Founded in 1987, Health Level Seven International (HL7) is a not-for-profit, ANSI-accredited standards developing organization dedicated to providing a comprehensive framework and related standards for the exchange, integration, sharing, and retrieval of electronic health information that supports clinical practice and the management, delivery and evaluation of health services. HL7’s 2,300+ members include approximately 500 corporate members who represent more than 90% of the information systems vendors serving healthcare.

Without going into the history of the standards work HL7 International has done successfully for the last 28 years, there’s an exciting development with a new standard called Fast Health Interoperable Resources or FHIR (pronounced ‘fire’). Adding fuel to the excitement are quotes like this.

FHIR is the “HTML” of healthcare. It’s based on clinical modeling by experts but does not require implementers to understand those details. Historically healthcare standard were easy for designers and hard for implementors. FHIR has focused on ease of implementation. John Halamka ‒ CIO at Harvard and Beth Israel Deaconess Medical Center ‒ Setting Healthcare Interop on Fire ‒ Forbes

Today, FHIR is working its way to becoming an official standard in healthcare. Later this fall, it will move from DSTU1 (Draft Standard for Test Use version 1) to DSTU2 ‒ at which point it will be considered enough of a standard to be openly supported (if not officially endorsed) by the Office of the National Coordinator (ONC). Developers have already started building, testing and deploying actual solutions using its framework.

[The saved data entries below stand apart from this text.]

PR #777, opened 2022-01-18
BREAKING CHANGE: Update deps

### LINKED ISSUE #729: What's the reason @types are being added as dependencies as opposed to peerDependencies?
https://github.com/testing-library/react-hooks-testing-library/blob/ca13ed9ae8b9c7dc92ffe586e48cbf46f1cfc3a9/package.json#L53-L55

This is causing multiple React declarations errors in our codebase, e.g.

```
node_modules/@testing-library/react-hooks/node_modules/@types/react/index.d.ts:3127:13 - error TS2717: Subsequent property declarations must have the same type.  Property 'datalist' must be of type 'DetailedHTMLProps<HTMLAttributes<HTMLDataListElement>, HTMLDataListElement>', but here has type 'DetailedHTMLProps<HTMLAttributes<HTMLDataListElement>, HTMLDataListElement>'.

3127             datalist: React.DetailedHTMLProps<React.HTMLAttributes<HTMLDataListElement>, HTMLDataListElement>;
                 ~~~~~~~~

  node_modules/@types/react/index.d.ts:3126:13
    3126             datalist: React.DetailedHTMLProps<React.HTMLAttributes<HTMLDataListElement>, HTMLDataListElement>;
                     ~~~~~~~~
    'datalist' was also declared here.
```

joshuaellis:
**What**:

* BREAKING CHANGE: min supported version of node is 12.22
* Updates the deps we have in the package
* Updates the workflow for testing against node versions

**Why**:

* Some upstream deps we want to update require the update in minimum supported node version
* Also _will_ resolve #729

**How**:

**Checklist**:

- [ ] Documentation updated
- [ ] Tests
- [ ] Ready to be merged
      

joshuaellis:
I don't expect this to pass on first go, but wanted to get the ball rolling @mpeyper 

Also on the subject of #729, my POV is move them to devDeps and not include them as peer deps, this is what other libraries typically do from my experience. Happy to be told otherwise though.

joshuaellis:
This is a strange error to have...

mpeyper:
The rules not being found?

I believe `docz` (or one of the related packages) is bringing in an incorrect version of `eslint` which is why we had the version from `kcd-scripts` in our `package.json` to begin with.

joshuaellis:
> I believe docz (or one of the related packages) is bringing in an incorrect version of eslint which is why we had the version from kcd-scripts in our package.json to begin with.

I think you're right. Let me add it to the PR and we'll go from there, as it's (annoyingly) not throwing said error in my env.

So is FHIR the long awaited answer for true interop in healthcare?

One of the principal architects and lead developers of FHIR is a software engineer named Grahame Grieve. The development of FHIR represents a significant engineering achievement (spanning years and thousands of hours). As the FHIR project lead, his engineering domain expertise on FHIR is literally second to none.

One of several remaining challenges ‒ unsolved by FHIR ‒ is a key field called Master Patient Index ‒ or MPI. FHIR is a “framework” that can easily support an MPI ‒ but it isn’t an MPI itself. An MPI ‒ any MPI ‒ must be developed outside of FHIR (for use with FHIR). Which begs the question ‒ if FHIR is the emerging standard for interop in healthcare ‒ do we even need an MPI? I posed this question to Grahame. His reply was steeped in the engineering tradition and discipline of efficient coding.

Yup. MPI is unavoidable.

FHIR may well be the HTML of healthcare, but we still need an MPI for any system to determine “who the hell we are.” Anyone can generate an MPI of course and every electronic health record solution includes an MPI, but each one is different. There is no standard (and none pending) for this critical field used throughout the entire healthcare delivery ecosystem.

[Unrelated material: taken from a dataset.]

Issue #796, opened 2022-02-24
ReferenceError: document is not defined in SSR 


jsjoeio:
- `react-hooks-testing-library` version: [v8.0.0-alpha.1](https://github.com/testing-library/react-hooks-testing-library/releases/tag/v8.0.0-alpha.1) - created a commit starting [here](https://github.com/testing-library/react-hooks-testing-library/commit/0543a9e878ae37313408da1f49e7514bd9a55e09)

We could have one ‒ we should have one (in much the same way that we have a VIN for vehicles) ‒ but Congress reversed their original intent for this even though it was baked into the 1996 legislation known as HIPAA (see Who Stole U.S. Healthcare Interop?) .

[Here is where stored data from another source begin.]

PR #819, opened 2022-04-10
React 18 cleanup

mpeyper:
**What**:

1. Changing type dependencies to peers deps and restricting  to <18.0
2. Add a note in README and docs about not supporting react 18 in this library
3. ~Update a bunch of dependencies that that have been waiting in other PRs for a while now~
   * Reverted the dependency bumps as it broke both netlify and lint checks

**Why**:

Mostly to stop accidentally resolving type versions that will break things for people and to try to remove any confusion about why we aren't suporting React 18 yet.

**How**:

I've made the type changes a BREAKING CHANGE to be extra cautious for our users in case they need to install the dependencies themselves now, but the update should not require any code changes for anyone.

If all the build check pass for this I will just merge it without waiting for reviews.


mpeyper:
Hmm.... I don't know why netlify is suddenly failing with an error from gatsby.  I guess just the note in README will have to do.

PR #862, opened 2022-06-23
Fix/better error handling for hydrate

amovar18:
**What**:
This PR adds a custom error message for `hydrate` function.

**Why**:
When hydrate function is called in non-browser environment it throws an error `document is not defined` which lead to a non-meaningful error message. This PR now aims to check if document is available or not and then throws a custom error message.

**How**:
This PR just provides a wrapper of an `if else` block inside the `hydrate` function and throws a custom error message saying `Hydrate function can only be called in a client environment with a document available.`.

**Checklist**:

- [ ] Documentation updated
- [x] Tests
- [x] Ready to be merged
      
SideNote: The documentation states that to use `hydrate` function for SSR testing of a hook but the conversation in the issue stated that `render` should be used in non browser environment and `hydrate` should be used on environment where `document` is available. Should the documentation be updated?

### DIFF
--- a/.all-contributorsrc
+++ b/.all-contributorsrc
@@ -603,6 +603,15 @@
       "contributions": [
         "doc"
       ]
+    },
+    {
+      "login": "amovar18",
+      "name": "Kudaligi Amoghavarsha",
+      "avatar_url": "https://avatars.githubusercontent.com/u/59614577?v=4",
+      "profile": "https://github.com/amovar18",
+      "contributions": [
+        "maintenance"
+      ]
     }
   ],
   "skipCi": true,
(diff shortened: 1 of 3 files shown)


mpeyper:
Thanks @amovar1. I do not have a heap of time to look at this, but I’ll try to get to it this weekend.

A couple of notes from my quick look now:
1. Can we write a test for this? It should be possible to see the error by calling `hydrate` in [this test file](https://github.com/testing-library/react-hooks-testing-library/blob/main/src/__tests__/ssr.test.ts) as there is no document available there (it’s meant to replicate a ssr environment).
2. I think the docs are ok on this as in the case of  the ssr renderer, `render` simulates the server behaviour, and `hydrate` simulates the client behaviour. That said, updates to add clarity in the docs are always welcome (just be aware that our docs generation is currently broken so might be wasted effort).
3. Speaking of the docs, don’t worry about the netlify errors. This was already broken and unrelated to your changes.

The original legislation called for the creation of a National Provider Identifier and a National Patient Identifier. The Provider Identifier was implemented, but the Patient Identifier was subsequently “de-funded.” In effect, HHS (and by extension ONC) is legally banned from any work toward a National Patient Identifier ‒ which is equally reprehensible and indefensible. This isn’t the fault of HHS/ONC, of course, but it is absolutely the fault of Congress.

“It’s time that Congress recognize the inability to accurately identify patients is fundamentally a patient safety issue. CHIME Interim Vice President of Public Policy Leslie Krigstein ‒ Patient ID Highlighted as Barrier to Interoperability during Senate HELP Hearing
A false positive match occurs when two truly non-matching records are declared to match, while a false negative match occurs when two truly matching records are declared to be a non-match. While a majority of CIOs believe their false negative and false positive error rates are at or below industry standard, a considerable percentage believe their health records have rates that far exceed 8 percent.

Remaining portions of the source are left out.